Tes œuvres peuvent être humoristiques, sans prétention et imparfaites. Que t’apporte cette liberté?
NE: Elle me permet de prendre les choses avec humour, de voir la beauté dans le quotidien et de ne pas tout prendre trop au sérieux. Mon travail me rappelle que l’esthétique, la joie et l’imperfection ont le droit d’exister.
Ton travail est aujourd’hui très visible, et en même temps tu soulignes combien le temps hors ligne est important pour toi. Comment concilies-tu ces deux pôles?
NE: Le cœur de mon travail est hors ligne – le dessin et la peinture. J’y tiens beaucoup. La visibilité en fait partie et j’aime partager mon travail, mais je dois gérer consciemment ma consommation d’Instagram. Je suis très ouverte visuellement, et lorsque je commence à chanter les musiques des reels, je sais qu’il est temps de faire une pause. C’est pourquoi je supprime régulièrement Instagram de mon smartphone pendant quelques jours.

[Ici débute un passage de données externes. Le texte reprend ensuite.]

PR #162, opened 2024-09-27
Poloidal degree change

FusionSandwich:
@connoramoreno please take a look and let us know what you think.


parastell/nwl_utils.py
```diff
@@ -186,6 +186,11 @@ def flux_coords(plas_eq, wall_s, coords, num_threads):
             for theta_coord_chunk in theta_coord_chunks
             for theta_coord in theta_coord_chunk
         ]
+    # Ensures theta_coords are all positive (add 360 degrees where needed)
+    theta_coords = [
+        (theta if theta >= 0 else theta + 2 * np.pi) for theta in theta_coords
+    ]
```
connoramoreno, line 192:
```suggestion
    theta_coords = (theta_coords + 2 * np.pi) % 2*np.pi
```
Avoids the use of conditionals

connoramoreno (changes requested):
Just a small suggestion for the computation of positive angles; otherwise LGTM!

parastell/nwl_utils.py
connoramoreno: You should be able to directly commit this suggestion

FusionSandwich: That's pretty slick!

connoramoreno:
I can't merge until this is formatted with black

connoramoreno:
My suggestion must've done something to the formatting

parastell/nwl_utils.py
```diff
@@ -186,6 +186,9 @@ def flux_coords(plas_eq, wall_s, coords, num_threads):
             for theta_coord_chunk in theta_coord_chunks
             for theta_coord in theta_coord_chunk
         ]
+    # Ensures theta_coords are all positive (add 360 degrees where needed)
+    theta_coords = (theta_coords + 2 * np.pi) % 2*np.pi
```
gonuke, line 190: will they need to be reordered/sorted?

Edgar-21: Doesn't need to be reordered, theta_coords is just a list of the same length as the list of surface crossings from the surface source that stores the poloidal angle for each surface crossing, all we are doing here is changing the notation of theta, each theta_coord still corresponds to the same surface crossing.

For reference, here is what the NWL looks like from before:
image
And after:
image

The first has been rescaled as noted in its title, but looking at the overall profile the coordinate shift can be seen

gonuke, line 190: I think this is why black is complaining.
```suggestion
    theta_coords = (theta_coords + 2 * np.pi) % 2 * np.pi
```

connoramoreno: Thanks!

connoramoreno (approved):
Looks good, thanks @FusionSandwich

Quand tu regardes vers l’avenir, qu’est-ce qui te tente le plus en tant qu’illustratrice et en tant que personne?
NE: Des choses simples et belles : découvrir un café favori dans une nouvelle ville, arranger des fleurs, dresser une jolie table. Les marchés, la nouvelle musique, les surprises.
En tant qu’illustratrice, je me réjouis de chaque nouveau projet. Pouvoir accompagner mes clientes et clients dans les moments importants de leur vie est pour moi un immense privilège.